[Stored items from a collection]
※
PR #20, opened 2022-01-07
Update enshrined/svg-sanitize and bump PHP minimum version to 7.0

### LINKED ISSUE #17: Update enshrined/svg-sanitize and bump PHP minimum version to 7.0
**Is your enhancement related to a problem? Please describe.**

The original issue can be found here #12 (PHP 8.0: libxml_disable_entity_loader function is deprecated)

**Describe the solution you'd like**

`enshrined/svg-sanitize` lib already has added support for PHP 8.0. So, need to update lib to add that support to the wp plugin.
`enshrined/svg-sanitize` requires minimum PHP 7.0. So, need to bump PHP minimum version to 7.0 with upgrade notice as per @jeffpaul 's comment [here](https://github.com/10up/safe-svg/pull/12#issuecomment-999610559)
> we'll want to clearly call that out in the changelog and in an upgrade notice in the readme.txt file. Anyone running a lower PHP version should be blocked by WP core in attempting to update but we should still clearly call out the change so folks are aware.

**Designs**
n/a

**Describe alternatives you've considered**

**Additional context**

Noting here for giving credit to https://github.com/amdd-tim for raising original PR and issue.(#12)

mehidi258:
Fix #17


iamdharmesh:
Hi @mehidi258, 

Thanks a lot for the PR. Changes in PR look good to me. Just 2 minor changes are required.
- Please add `Requires PHP` & `Requires at least` in Plugin Header (in safe-svg.php)
- Please add `Upgrade Notice` about PHP minimum version bumped to 7.0

Thanks.

iamdharmesh (dismissed):
Thanks for changes @mehidi258 .

Hi @jeffpaul, Just wanted to double confirm one thing. This PR has added `Requires PHP` and `Upgrage Notice` in readme.txt file. Considering the huge userbase of plugin, do you think we need to add some code level check for `PHP < 7.0`. something like prevent activate plugin if PHP version is lower than `7.0` or show warning etc...? If not then we can proceed with merging this PR.

Thanks

jeffpaul:
@iamdharmesh if there's no check in core on php version then yes we should likely add what you've suggested

mehidi258:
> @iamdharmesh if there's no check in core on php version then yes we should likely add what you've suggested

@jeffpaul @iamdharmesh  There is already some checks

image

iamdharmesh (approved):
Thanks for checking @mehidi258. @jeffpaul all good to go.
※
Work to be completed:
Print exactly the lines above, between the one holding "The original issue" and the one holding "requires minimum PHP", inclusive, and nothing besides.

Answer to this task:
The original issue can be found here #12 (PHP 8.0: libxml_disable_entity_loader function is deprecated)

**Describe the solution you'd like**

`enshrined/svg-sanitize` lib already has added support for PHP 8.0. So, need to update lib to add that support to the wp plugin.
`enshrined/svg-sanitize` requires minimum PHP 7.0. So, need to bump PHP minimum version to 7.0 with upgrade notice as per @jeffpaul 's comment [here](https://github.com/10up/safe-svg/pull/12#issuecomment-999610559)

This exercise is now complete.